Au delà donc de la leçon de philosophie, c’est avant tout la fermeté stoïcienne qui plaît à l’orateur, qui y voit un idéal de courage vers lequel il s’efforce d’aller.

Conclusion

Un texte qui témoigne bien de l’approche philosophique de Cicéron, de sa volonté de faire connaître les principes de la philosophie stoïcienne, mais sans se départir de son implication politique vis-à-vis de la République romaine. L’effort vers plus de courage et de fermeté reste à souligner de la part d’un homme qui sera effectivement l’une des victimes de la réconciliation inattendue entre Octave et Marc- Antoine en -42.

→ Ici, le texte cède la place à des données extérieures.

Issue #2599, opened 2018-06-28
Periodical IPv6 alignment issues


lategoodbye:
Hi,
if i connect my Raspberry Pi 3B+ (running Raspbian with 4.14.52-v7+) to my home network via Gigabit-Ethernet, i see a slowly increasing number of alignment issues:

```
# cat /proc/cpu/alignment 
User:		0
System:		172 (__csum_ipv6_magic+0x1c/0xc8)
Skipped:	0
Half:		0
Word:		0
DWord:		0
Multi:		172
User faults:	2 (fixup)
```

As far as i remember this issue is new and didn't exist in the last Raspbian release from April.

Possibly related: https://www.mail-archive.com/netdev@vger.kernel.org/msg232190.html

wizofe:
Similarly here: https://gist.github.com/wizofe/469d8c4f092e5ae7d9adc9147f83e167 from the #2587

cyph84:
Same thing seems to happen on Rpi 3B on kernel 4.14.50-2-ARCH

lategoodbye:
@wizofe 
Please provide some context to trigger the issue.

@cyph84 
Do you refer to wizofe's issue or mine?

cyph84:
@lategoodbye I mean the issue by @wizofe

wizofe:
@lategoodbye There's a detailed description on how to replicate if you click on the issue but apparently, @timg236 already will submit a firmware patch :)

wizofe:
@cyph84 How do you are triggering the alignment mismatch? Any logs?

timg236:
@wizofe The root cause for bug#2587 is a memory trample from the high quality analog audio processing and would only occur if audio was playing. The kernel oops will be pretty random depending on what bit of memory was trampled i.e. I don't think it will fix this issue.

lategoodbye:
Here is a tcpdump when the alignment issue occur. At least one of those 3 ICMPv6 messages seems to trigger this issue. A simple ping6 doesn't trigger it.

[alignment_issue.zip](https://github.com/raspberrypi/linux/files/2160238/alignment_issue.zip)

JamesH65:
No expert, but reading this https://www.kernel.org/doc/Documentation/arm/mem_alignment, can you 
`echo 1 > /proc/cpu/alignment` to turn on a bit more tracking which should narrow down what is causing the traps?

lategoodbye:
[...]

PR #2953, opened 2019-05-02
lan78xx: use default alignment for rx buffers

P33M:
The lan78xx uses a 12-byte hardware rx header, so there is no need
to allocate SKBs with NET_IP_ALIGN set. Removes alignment faults
in both dwc_otg and in ipv6 processing.


P33M:
@JamesH65 just pointed me at https://github.com/raspberrypi/linux/issues/2599
Where a patch apparently went upstream replicating the change made here. This change can be dropped if and when the upstream change filters through to us.

pelwell:
This is probably the patch going upstream: https://www.spinics.net/lists/netdev/msg545832.html
I notice it has no "Signed-off-by:" line, which usually means failure, and Patchwork says "Changes requested" even though I've not seen any real feedback to the patch. Don't hold your breath.

PR #2954, opened 2019-05-02
bcm2835-codec / mmal-vchiq fixes

6by9:
4 minor fixes for the V4L2 drivers and support framework.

Mort de Cicéron (Série américaine « Rome »)

Mort de Cicéron:

« Mourons », dit-il, « dans une patrie que nous avons souvent sauvée ! » Il est prouvé que ses esclaves, courageux et fidèles, étaient prêts à se battre pour le défendre, mais lui fit déposer sa litière et leur dit de supporter calmement ce qu’un sort injuste lui infligeait. Il se pencha hors de sa litière et offrit sans trembler sa nuque. On lui trancha la tête. Mais cela ne suffit pas à la stupide cruauté des soldats : ils coupèrent aussi ses mains, lui reprochant d’avoir écrit quelque chose contre Antoine. Alors sa tête fut apportée à Antoine et, sur son ordre, placée entre ses deux mains aux Rostres où, consul, et souvent comme ancien consul, et cette année même il avait, avec une éloquence admirable comme il y en eut jamais, tonné contre Antoine.

Tite-Live, Histoire romaine, CXX, in Sénèque le Père, Suasoriae, VI, 17 (trad. E. Girard).